Books, Music & Movies · New Stuff for Kids

Fabulous new books for kids of all ages!

cover image of A Bean, a Stalk, and a Boy Named Jack

A Bean, a Stalk, and a Boy Named Jack

William Joyce

If you think you know the story of Jack and the Beanstalk, you might want to think again. In this fairy tale with a twist, it hasn't rained in days and the king has dictated that something must be done - after all, his royal pinky toe is getting stinky! With a little magical help from a wizard, young Jack, paired with his pea pod pal, will find a GIANT reason as to why there's no water left in the kingdom...and prove that size doesn't prevent anyone from doing something BIG. Ages 3 to 8.

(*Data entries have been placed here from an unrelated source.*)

Issue #5346, opened 2025-05-30
Add support for Changed Block Tracking feature


Rakshith-R:
# Describe the feature you'd like to have #

Implement [Snapshot Metadata Service RPCs](https://github.com/container-storage-interface/spec/blob/master/spec.md#snapshot-metadata-service-rpcs) to support
changed block tracking feature 

kep: https://github.com/kubernetes/enhancements/tree/master/keps/sig-storage/3314-csi-changed-block-tracking

# What is the value to the end user? (why is it a priority?) #

Efficient backup can be done by only backing up allocated blocks in a snapshot and changed blocks between two snapshots.

# How will we know we have a good solution? (acceptance criteria) #

- [x] Implement  [Snapshot Metadata Service RPCs](https://github.com/container-storage-interface/spec/blob/master/spec.md#snapshot-metadata-service-rpcs) https://github.com/ceph/ceph-csi/pull/5347
- [x] Add middleware for logging for the new streaming server https://github.com/ceph/ceph-csi/pull/5411
- [x] Add new sidecar deployment capability in CephCSIOperator (Depends on https://github.com/ceph/ceph-csi-operator/pull/274)
- [ ] Enable changed block tracking tests in external k8s suite  (depends-on https://github.com/kubernetes/kubernetes/pull/130918)

PR #5347, opened 2025-05-30
 rbd: add support for changed block tracking RPCs

Rakshith-R:
rbd: add support for changed block tracking RPCs

This commit adds support for GetMetadataAllocated
and GetMetadataDelta RPCs.
[CSI Snapshot Metadata Service RPCs](https://github.com/container-storage-interface/spec/blob/master/spec.md#snapshot-metadata-service-rpcs)

Updates: #5346 

**Checklist:**

  guidelines in the [developer
* [ ] [Pending release

---

<details>

</details>

### DIFF
--- a/PendingReleaseNotes.md
+++ b/PendingReleaseNotes.md
@@ -5,6 +5,7 @@
 ## Features
 
 - helm: Support VolumeSnapshotClass and VolumeGroupSnapshotClass
+- rbd: add support for [CSI Snapshot Metadata Service RPCs](https://github.com/container-storage-interface/spec/blob/master/spec.md#snapshot-metadata-service-rpcs)
 
 ## NOTE
 
--- a/docs/rbd/deploy.md
+++ b/docs/rbd/deploy.md
@@ -550,3 +550,36 @@ kubectl edit cm ceph-config
 
 This will update the `ceph.conf` of the underlying ceph cluster to enable
 librbd logs in `csi-rbdplugin` container.
+
+## Changed Block Tracking (CBT)
+
+> **Warning**: Requires Ceph version that supports RBD snap diff by ID feature.
+For details, see ceph tracker:
+["diff-iterate by snap ID"](https://tracker.ceph.com/issues/65720).
+
+Ceph-CSI implements Changed Block Tracking (CBT) for RBD volumes using
+the SnapshotMetadataService (SMS) APIs. This feature enables efficient
+and reliable differential backup of data stored in CSI volumes.
+
+The feature is exposed through the CSI Controller Server's
+SnapshotMetadataService APIs with two primary operations:
+
+* `GetMetadataAllocated`:
+
+   * Streams metadata about allocated blocks in a snapshot
+   * Useful for full backup operations
+   * Returns block ranges that contain actual data
+
+* `GetMetadataDelta`:
+
+   * Streams metadata about block differences between two snapshots
+   * Optimal for incremental backups
+   * Returns only blocks that changed between snapshots
+
+Additional Resources:
+
+* CSI Differential Snapshot for Block Volumes KEP:
+  [kep-3314](https://github.com/kubernetes/enhancements/issues/3314)
+
+* External Snapshot Metadata sidecar project:
+  [repository](https://github.com/kubernetes-csi/external-snapshot-metadata)
--- a/internal/rbd/errors/errors.go
+++ b/internal/rbd/errors/errors.go
@@ -68,3 +68,11 @@ var (
 	// ErrGroupNotFound is returned when group is not found in the cluster on the given pool and/or namespace.
 	ErrGroupNotFound = fmt.Errorf("%w: RBD group not found", librbd.ErrNotFound)
 )
+
+// ErrorCode is an interface that defines a method to return an error code.
+// This interface is used to provide a consistent way to retrieve error codes
+// from functions that is expected to return an error with specific codes.
+type ErrorCode interface {
+	// ErrorCode returns the error code.
+	ErrorCode() int
+}
--- a/internal/rbd/features/features.go
+++ b/internal/rbd/features/features.go
@@ -31,6 +31,10 @@ var (
 	groupGetSnapInfoOnce      sync.Once
 	errGroupGetSnapInfo       error
 	groupGetSnapInfoSupported = false
+
+	rbdSnapDiffByIDOnce      sync.Once
+	errRBDSnapDiffByID       error
+	rbdSnapDiffByIDSupported = false
 )
 
 // SupportsGroupSnapGetInfo detects if librbd has the rbd_group_snap_get_info
@@ -55,4 +59,28 @@ func SupportsGroupSnapGetInfo() (bool, error) {
 	})
 
 	return groupGetSnapInfoSupported, errGroupGetSnapInfo
+}
+
+// SupportsRBDSnapDiffByID detects if librbd has the rbd_diff_iterate3
+// function.
+func SupportsRBDSnapDiffByID() (bool, error) {
+	rbdSnapDiffByIDOnce.Do(func() {
+		// make sure librbd.so.x is loaded, might not (yet) be the case
+		// if no rbd functions are called
+		var opts C.rbd_image_options_t
+		//nolint:gocritic // ignore result of rbd_image_options functions
+		C.rbd_image_options_create(&opts)
+		C.rbd_image_options_destroy(opts)
+
+		// check for rbd_diff_iterate3() in loaded libs/symbols
+		errRBDSnapDiffByID = dlsym("rbd_diff_iterate3")
+
+		if errRBDSnapDiffByID == nil {
+			rbdSnapDiffByIDSupported = true
+		} else if strings.Contains(errRBDSnapDiffByID.Error(), "undefined symbol") {
+			errRBDSnapDiffByID = nil
+		}
+	})
+
+	return rbdSnapDiffByIDSupported, errRBDSnapDiffByID
 }
--- a/internal/rbd/identityserver.go
+++ b/internal/rbd/identityserver.go
@@ -21,6 +21,7 @@ import (
 
 	csicommon "github.com/ceph/ceph-csi/internal/csi-common"
 	"github.com/ceph/ceph-csi/internal/rbd/features"
+	"github.com/ceph/ceph-csi/internal/util/log"
 
 	"github.com/container-storage-interface/spec/lib/go/csi"
 )
@@ -62,7 +63,9 @@ func (is *IdentityServer) GetPluginCapabilities(
 
 	// GroupSnapGetInfo is used within the VolumeGroupSnapshot implementation
 	vgsSupported, err := features.SupportsGroupSnapGetInfo()
-	if err == nil && vgsSupported {
+	if err != nil {
+		log.WarningLog(ctx, "error checking for group snapshot support: %s", err)
+	} else if vgsSupported {
 		gcs := csi.PluginCapability{
 			Type: &csi.PluginCapability_Service_{
 				Service: &csi.PluginCapability_Service{
@@ -71,6 +74,21 @@ func (is *IdentityServer) GetPluginCapabilities(
 			},
 		}
 		caps = append(caps, &gcs)
+	}
+
+	// RBDSnapDiffByID is used within the SnapshotMetadata service
+	rbdSnapDiffByIDSupported, err := features.SupportsRBDSnapDiffByID()
+	if err != nil {
+		log.WarningLog(ctx, "error checking for snapshot diff by ID support: %s", err)
+	} else if rbdSnapDiffByIDSupported {
+		snapDiffCaps := csi.PluginCapability{
+			Type: &csi.PluginCapability_Service_{
+				Service: &csi.PluginCapability_Service{
+					Type: csi.PluginCapability_Service_SNAPSHOT_METADATA_SERVICE,
+				},
+			},
+		}
+		caps = append(caps, &snapDiffCaps)
 	}
 
 	return &csi.GetPluginCapabilitiesResponse{
--- a/internal/rbd/sms_controllerserver.go
+++ b/internal/rbd/sms_controllerserver.go
@@ -1,0 +1,253 @@
+/*
+Copyright 2025 The Ceph-CSI Authors.
+
+Licensed under the Apache License, Version 2.0 (the "License");
+you may not use this file except in compliance with the License.
+You may obtain a copy of the License at
+
+    http://www.apache.org/licenses/LICENSE-2.0
+
+Unless required by applicable law or agreed to in writing, software
+distributed under the License is distributed on an "AS IS" BASIS,
+WITHOUT WARRANTIES OR CONDITIONS OF ANY KIND, either express or implied.
+See the License for the specific language governing permissions and
+limitations under the License.
+*/
+
+package rbd
+
+import (
+	"context"
+	"errors"
+
+	rbderrors "github.com/ceph/ceph-csi/internal/rbd/errors"
+	"github.com/ceph/ceph-csi/internal/rbd/features"
+	"github.com/ceph/ceph-csi/internal/util/log"
+
+	"github.com/container-storage-interface/spec/lib/go/csi"
+	"google.golang.org/grpc/codes"
+	"google.golang.org/grpc/status"
+)
+
+const (
+	// defaultMaxResults is the internal limit for max results in metadata streaming
+	// This is set to a reasonable value to prevent excessive memory usage
+	// and ensure efficient processing of metadata requests.
+	// TODO: Consider making this configurable via a cmdline flag.
+	defaultMaxResults int32 = 128
+)
+
+// normalizeMaxResults normalizes the maxResults parameter. It handles zero values,
+// applies internal limits, and provides logging for debugging.
+func normalizeMaxResults(ctx context.Context, requestedMaxResults int32) int32 {
+	// Handle zero case - user wants default behavior
+	if requestedMaxResults == 0 {
+		log.DebugLog(ctx, "maxResults was 0, using internal default: %d", defaultMaxResults)
+
+		return defaultMaxResults
+	}
+
+	// Apply internal max limit for memory management
+	if requestedMaxResults > defaultMaxResults {
+		log.DebugLog(ctx, "maxResults limited from %d to %d (internal max limit)",
+			requestedMaxResults, defaultMaxResults)
+
+		return defaultMaxResults
+	}
+	log.DebugLog(ctx, "using requested maxResults: %d", requestedMaxResults)
+
+	return requestedMaxResults
+}
+
+func validateMetadataAllocatedReq(req *csi.GetMetadataAllocatedRequest) error {
+	if req.GetSnapshotId() == "" {
+		return status.Error(codes.InvalidArgument, "snapshot ID cannot be empty")
+	}
+
+	if req.GetSecrets() == nil || len(req.GetSecrets()) == 0 {
+		return status.Error(codes.InvalidArgument, "secrets cannot be nil or empty")
+	}
+
+	if req.GetMaxResults() < 0 {
+		return status.Error(codes.InvalidArgument, "max results cannot be negative")
+	}
+
+	if req.GetStartingOffset() < 0 {
+		return status.Error(codes.OutOfRange, "starting offset cannot be negative")
+	}
+
+	return nil
+}
+
+// GetMetadataAllocated streams the allocated block metadata for a snapshot.
+func (cs *ControllerServer) GetMetadataAllocated(
+	req *csi.GetMetadataAllocatedRequest,
+	stream csi.SnapshotMetadata_GetMetadataAllocatedServer,
+) error {
+	ctx := stream.Context()
+	rbdSnapDiffByIDSupported, err := features.SupportsRBDSnapDiffByID()
+	if err != nil {
+		log.ErrorLog(ctx, "error checking for snapshot diff by ID support: %s", err)
+
+		return status.Error(codes.Internal, err.Error())
+	} else if !rbdSnapDiffByIDSupported {
+		log.ErrorLog(ctx, "snapshot diff by ID feature is not supported")
+
+		return status.Error(codes.Unimplemented, "snapshot diff by ID feature is not supported")
+	}
+
+	err = validateMetadataAllocatedReq(req)
+	if err != nil {
+		return err
+	}
+
+	snapshotID := req.GetSnapshotId()
+
+	mgr := NewManager(cs.Driver.GetInstanceID(), nil, req.GetSecrets())
+	defer mgr.Destroy(ctx)
+
+	rbdSnap, err := mgr.GetSnapshotByID(ctx, snapshotID)
+	if err != nil {
+		if errors.Is(err, rbderrors.ErrImageNotFound) {
+			log.ErrorLog(ctx, "snapshot %q not found: %v", snapshotID, err)
+
+			return status.Errorf(codes.NotFound, "snapshot %q not found: %v", snapshotID, err)
+		}
+
+		return status.Error(codes.Internal, err.Error())
+	}
+	defer rbdSnap.Destroy(ctx)
+
+	volSize := rbdSnap.GetSize()
+
+	startingOffset := req.GetStartingOffset()
+	if startingOffset >= volSize {
+		return status.Errorf(codes.OutOfRange, "starting offset %d is out of range for volume size %d",
+			startingOffset, volSize)
+	}
+
+	maxResults := normalizeMaxResults(ctx, req.GetMaxResults())
+
+	sendResponse := func(changedBlocks []*csi.BlockMetadata) error {
+		return stream.Send(&csi.GetMetadataAllocatedResponse{
+			BlockMetadataType:   csi.BlockMetadataType_VARIABLE_LENGTH,
+			VolumeCapacityBytes: volSize,
+			BlockMetadata:       changedBlocks,
+		})
+	}
+
+	err = rbdSnap.ProcessMetadata(ctx, startingOffset, maxResults, nil, sendResponse)
+	if err != nil {
+		log.ErrorLog(ctx, "failed to stream metadata allocated: %v", err)
+
+		return status.Error(codes.Internal, err.Error())
+	}
+	log.DebugLog(ctx, "successfully streamed metadata allocated")
+
+	return nil
+}
+
+func validateMetadataDeltaReq(req *csi.GetMetadataDeltaRequest) error {
+	if req.GetBaseSnapshotId() == "" {
+		return status.Error(codes.InvalidArgument, "base snapshot ID cannot be empty")
+	}
+
+	if req.GetTargetSnapshotId() == "" {
+		return status.Error(codes.InvalidArgument, "target snapshot ID cannot be empty")
+	}
+
+	if req.GetSecrets() == nil || len(req.GetSecrets()) == 0 {
+		return status.Error(codes.InvalidArgument, "secrets cannot be nil or empty")
+	}
+
+	if req.GetMaxResults() < 0 {
+		return status.Error(codes.InvalidArgument, "max results cannot be negative")
+	}
+
+	if req.GetStartingOffset() < 0 {
+		return status.Error(codes.OutOfRange, "starting offset cannot be negative")
+	}
+
+	return nil
+}
+
+// GetMetadataDelta streams the block metadata delta between two snapshots.
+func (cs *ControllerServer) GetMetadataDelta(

cover image of Creature Features

Creature Features: Twenty-Five Animals Explain Why They Look the Way They Do

Steve Jenkins

Let's face it. Even as babies, we humans pay close attention to faces. Observing another person's features and expressions tells us whether they are happy, angry, excited, or sad. And when we look at an animal, it's hard not to imagine that its face is communicating human feelings. This isn't true, of course. Squinty eyes, an upturned mouth, or another odd expression is probably there because, in some way, it helps that animal survive. Packed with many cool facts and visuals on where certain animals live and what they eat, this book captures twenty-five humorous-and very true-explanations of why animals look the way they do in order to exist in this world. Ages 4 to 8.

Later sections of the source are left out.